Micro Market by June as finance minister touts ways to raise capital | Business

Micro Market by June as finance minister touts ways to raise capital | Business


Jamaica plans to launch its long-anticipated micro-stock exmodify by July 2026, marking the latest effort to deepen access to capital markets.

A multi-stakeholder steering committee is “now at an advanced stage” of finalising the implementation framework for the Micro Market, Finance Minister Fayval Williams notified the Jamaica Stock Exmodify’s (JSE) annual investors’ conference on Wednesday. She declared it is expected to go live in the second quarter of 2026, narrowing the timeline from earlier statements that it would happen sometime in 2026.

Working closely with the JSE, the Government aims to create the architecture of a Micro Market, “a distinct two-tier segment leveraging the existing Junior Market as Tier 1,” Williams declared. The design is intfinished to allow early-stage companies to raise equity, while maintaining investor protections and transparency standards.
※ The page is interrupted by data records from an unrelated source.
PR #3326, opened 2019-09-04
Avoid installing webpacker in sandbox

kennyadsl:
**Description**

With rails/rails#34275 `rails new` option named `--skip_yarn` is changed into `--skip_javascript`. This PR reflects this change and keeps allowing us to still use sprockets for JS in our sandbox.

**TODO**

- [x] ~Using this option with Rails 6, sandbox does not contain any `app/assets/javascripts` folder, so I think Solidus manifests is not loaded correctly. This needs to be investigated.~ My fault, that folder is not needed in the sandbox since the sandbox application will use the manifests defined in the solidus gems. 

**Checklist:**

### DIFF
--- a/lib/sandbox.sh
+++ b/lib/sandbox.sh
@@ -27,7 +27,7 @@ bundle exec rails new sandbox --database="$RAILSDB" \
   --skip-rc \
   --skip-spring \
   --skip-test \
-  --skip-yarn
+  --skip-javascript
 
 if [ ! -d "sandbox" ]; then
   echo 'sandbox rails application failed'


lib/sandbox.sh
```diff
@@ -27,7 +27,7 @@ bundle exec rails new sandbox --database="$RAILSDB" \
   --skip-rc \
   --skip-spring \
   --skip-test \
-  --skip-yarn
+  --skip_javascript
```
tvdeyen: Shouldnt this be?

```suggestion
  --skip-javascript
```

kennyadsl: Yes but I swear that I tried and it worked the same! 😅 Thanks!

PR #3327, opened 2019-09-04
Fix dummy app generator to skip Bootsnap and Webpack in Rails 6

aldesantis:
**Description**

Fixes the dummy app generator, which now fails because Rails 6 uses Bootsnap and Webpacker by default, which are not included in our Gemfile (and not needed for the dummy app).

**Checklist:**

### DIFF
--- a/core/lib/generators/spree/dummy/dummy_generator.rb
+++ b/core/lib/generators/spree/dummy/dummy_generator.rb
@@ -42,6 +42,8 @@ module Spree
       opts[:skip_spring] = true
       opts[:skip_test] = true
       opts[:skip_yarn] = true
+      opts[:skip_bootsnap] = true
+      opts[:skip_webpack_install] = true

The JSE formally convened the steering committee in June 2024, drawing members from both public and private sectors to design the new segment. The Micro Market would expand Jamaica’s capital-markets infrastructure by providing wholesalers, retailers, professional firms, food chains, garages and other tiny businesses with access to equity financing. Currently, even when formalised, these firms are too tiny to meet the minimum capital requirements for the Junior Market or Main Market.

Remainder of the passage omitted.